Whenever he got near a coast line Smollett could not refrain from
expressing decided views. If he had lived at the present day he
would infallibly have been a naval expert, better informed than
most and more trenchant than all; but recognizably one of the
species, artist in words and amateur of ocean-strategy. [Smollett
had, of course, been surgeon's mate on H.M.S. Cumberland, 1740-41.]
His first curiosity at Nice was raised concerning the port,
the harbour, the galleys moored within the mole, and the naval
policy of his Sardinian Majesty. His advice to Victor Amadeus was
no doubt as excellent and as unregarded as the advice of naval
experts generally is. Of more interest to us is his account of
the slave-galleys. Among the miserable slaves whom "a British
subject cannot behold without horror and compassion," he observes
a Piedmontese count in Turkish attire, reminding the reader of
one of Dumas' stories of a count among the forcats. To learn that
there were always volunteer oarsmen among these poor outcasts is
to reflect bitterly upon the average happiness of mankind. As to
whether they wore much worse off than common seamen in the
British navy of the period (who were only in name volunteers and
had often no hope of discharge until they were worn out) under
such commanders as Oakum or Whiffle [In Roderick Random.] is
another question. For confirmation of Smollett's account in
matters of detail the reader may turn to Aleman's Guzman
d'Afarache, which contains a first-hand description of the life
on board a Mediterranean slave galley, to Archenholtz's Tableau
d'Italie of 1788, to Stirling Maxwell's Don John of Austria
(1883, i. 95), and more pertinently to passages in the Life of a
Galley Slave by Jean Marteilhe (edited by Miss Betham-Edwards in
1895). After serving in the docks at Dunkirk, Marteilhe, as a
confirmed protestant, makes the journey in the chain-gang to
Marseilles, and is only released after many delays in consequence
of the personal interest and intervention of Queen Anne. If at
the peace of Utrecht in 1713 we had only been as tender about the
case of our poor Catalan allies! Nice at that juncture had just
been returned by France to the safe-keeping of Savoy, so that in
order to escape from French territory, Marteilhe sailed for Nice
in a tartane, and not feeling too safe even there, hurried thence
by Smollett's subsequent route across the Col di Tende. Many
Europeans were serving at this time in the Turkish or Algerine
galleys. But the most pitiable of all the galley slaves were
those of the knights of St. John of Malta. "Figure to yourself,"

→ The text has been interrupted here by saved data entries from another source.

PR #240, opened 2025-05-01
List a targets sub-targets/children from acquire using --list-children

### LINKED ISSUE #239: List a targets sub-targets/children with Acquire (Improvement/Ease of use)
Acquire is able to collect information from sub-targets (VMs) with the --children flag.  It is also possible to specify a single child with --child. However for the various hypervisor platforms on which this is applicable the means to list and identify the right file to supply to --child is not straightforward. 

Because Acquire already is able to identify a targets children, why not just easy expose these in a human friendly manner with a --list-children argument. 

I will create a PR for this.

lhaagsma:
Added a new command line flag "--list-children" that from acquire's main function only returns a human readable list of child targets and exits. 

Aims to close #239


acquire/acquire.py
```diff
@@ -2251,6 +2251,12 @@ def main() -> None:
                 target_name = target.name
                 log.info("Loading target %s", target_name)
                 log.info(target)
+                # Check if we are just listing children and not collecting
+                if args.list_children:
+                    log.info(f"Listing children on Target: %s", target.name)
```
Schamper, line 2256:
```suggestion
                    log.info("Listing children on target: %s", target_name)
```

acquire/acquire.py
```diff
@@ -2251,6 +2251,12 @@ def main() -> None:
...
+                    for index, child in enumerate(target.list_children()):
+                        log.info(f"- Found child #%s: type=%s, path=%s", index, child.type, child.path)
```
Schamper, line 2258:
```suggestion
                        log.info("- [#%s]: type=%s, path=%s", index, child.type, child.path)
```
Dunno if this looks any nicer?

Schamper (changes requested):
This would also be a nice addition to `target-query`, just saying 😉.

acquire/acquire.py
```diff
@@ -2419,6 +2419,12 @@ def main() -> None:
                 target_name = target.name
                 log.info("Loading target %s", target_name)
                 log.info(target)
+                # Check if we are just listing children and not collecting
+                if args.list_children:
+                    log.info(f"Listing children on Target: %s", target.name)
```
Schamper, line 2424:
```suggestion
                    log.info("Listing children on Target: %s", target.name)
```

acquire/acquire.py
```diff
@@ -2419,6 +2419,12 @@ def main() -> None:
...
+                    for index, child in enumerate(target.list_children()):
+                        log.info(f"- Found child #%s: type=%s, path=%s", index, child.type, child.path)
```
Schamper, line 2426:
```suggestion
                        log.info("- Found child #%s: type=%s, path=%s", index, child.type, child.path)
```

Schamper: Also maybe just make this look similar to how `target-query` shows it?

Schamper (changes requested):

lhaagsma:
Reworked this PR to use the logic added in target. 

`from dissect.target.tools.utils import _OverrideRequiredAction, list_children`

By importing these two functions it works the same. 

Alternatively the `_OverrideRequiredAction` could be copied from `target/tools/utils.py` to `acquire/utils.py`. But this feels like duplicating code.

wrote Jacob Houblon [The Houblon Family, 1907 ii. 78. The
accounts in Evelyn and Goldsmith are probably familiar to the
reader.] about this year, "six or seven hundred dirty half-naked
Turks in a small vessel chained to the oars, from which they are
not allowed to stir, fed upon nothing but bad biscuit and water,
and beat about on the most trifling occasion by their most
inhuman masters, who are certainly more Turks than their slaves."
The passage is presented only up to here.